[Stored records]
◆ ◆ ◆ ◆ ◆

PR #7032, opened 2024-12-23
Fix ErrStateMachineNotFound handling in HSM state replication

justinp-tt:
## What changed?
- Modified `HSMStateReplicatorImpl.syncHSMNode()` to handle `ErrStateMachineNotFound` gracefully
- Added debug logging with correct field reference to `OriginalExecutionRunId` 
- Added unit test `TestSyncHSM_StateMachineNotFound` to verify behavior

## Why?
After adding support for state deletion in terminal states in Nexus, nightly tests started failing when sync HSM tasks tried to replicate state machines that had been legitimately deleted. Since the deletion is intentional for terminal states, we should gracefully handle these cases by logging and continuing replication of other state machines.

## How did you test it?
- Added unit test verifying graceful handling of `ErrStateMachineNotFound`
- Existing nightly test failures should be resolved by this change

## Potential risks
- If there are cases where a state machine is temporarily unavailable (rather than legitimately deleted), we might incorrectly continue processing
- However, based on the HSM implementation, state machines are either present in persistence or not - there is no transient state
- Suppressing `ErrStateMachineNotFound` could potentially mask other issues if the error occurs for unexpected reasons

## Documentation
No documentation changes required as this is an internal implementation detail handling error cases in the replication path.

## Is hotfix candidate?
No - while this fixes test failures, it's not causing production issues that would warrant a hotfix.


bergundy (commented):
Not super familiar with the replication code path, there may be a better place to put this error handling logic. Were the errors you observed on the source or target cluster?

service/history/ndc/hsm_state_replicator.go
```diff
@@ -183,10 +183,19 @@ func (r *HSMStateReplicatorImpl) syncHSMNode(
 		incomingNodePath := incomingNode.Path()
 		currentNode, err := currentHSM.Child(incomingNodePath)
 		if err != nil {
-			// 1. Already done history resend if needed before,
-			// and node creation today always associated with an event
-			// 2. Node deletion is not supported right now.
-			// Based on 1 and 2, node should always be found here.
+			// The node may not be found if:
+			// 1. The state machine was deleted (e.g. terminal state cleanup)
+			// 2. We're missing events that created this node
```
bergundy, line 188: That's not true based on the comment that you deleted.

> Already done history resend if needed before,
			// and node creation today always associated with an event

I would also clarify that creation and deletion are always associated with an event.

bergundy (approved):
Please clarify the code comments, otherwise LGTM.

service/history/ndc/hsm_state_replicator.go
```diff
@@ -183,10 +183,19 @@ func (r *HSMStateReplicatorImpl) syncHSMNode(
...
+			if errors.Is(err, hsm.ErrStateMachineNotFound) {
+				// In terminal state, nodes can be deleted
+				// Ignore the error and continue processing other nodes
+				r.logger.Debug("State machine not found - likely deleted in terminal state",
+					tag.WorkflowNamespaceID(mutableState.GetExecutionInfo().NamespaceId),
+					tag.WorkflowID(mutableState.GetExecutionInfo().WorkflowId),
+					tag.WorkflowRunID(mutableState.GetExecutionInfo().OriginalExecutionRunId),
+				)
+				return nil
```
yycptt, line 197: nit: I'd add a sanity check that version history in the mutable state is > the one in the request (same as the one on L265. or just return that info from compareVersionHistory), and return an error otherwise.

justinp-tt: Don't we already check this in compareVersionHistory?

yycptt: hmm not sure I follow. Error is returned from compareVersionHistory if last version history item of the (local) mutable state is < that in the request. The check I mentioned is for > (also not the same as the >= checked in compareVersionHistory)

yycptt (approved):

◆ ◆ ◆ ◆ ◆

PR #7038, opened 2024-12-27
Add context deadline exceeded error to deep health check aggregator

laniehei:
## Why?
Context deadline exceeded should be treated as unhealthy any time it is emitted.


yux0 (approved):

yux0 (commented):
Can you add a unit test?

◆ ◆ ◆ ◆ ◆

In the data above, how many lines contain the word "bergundy"? Write the number only.

3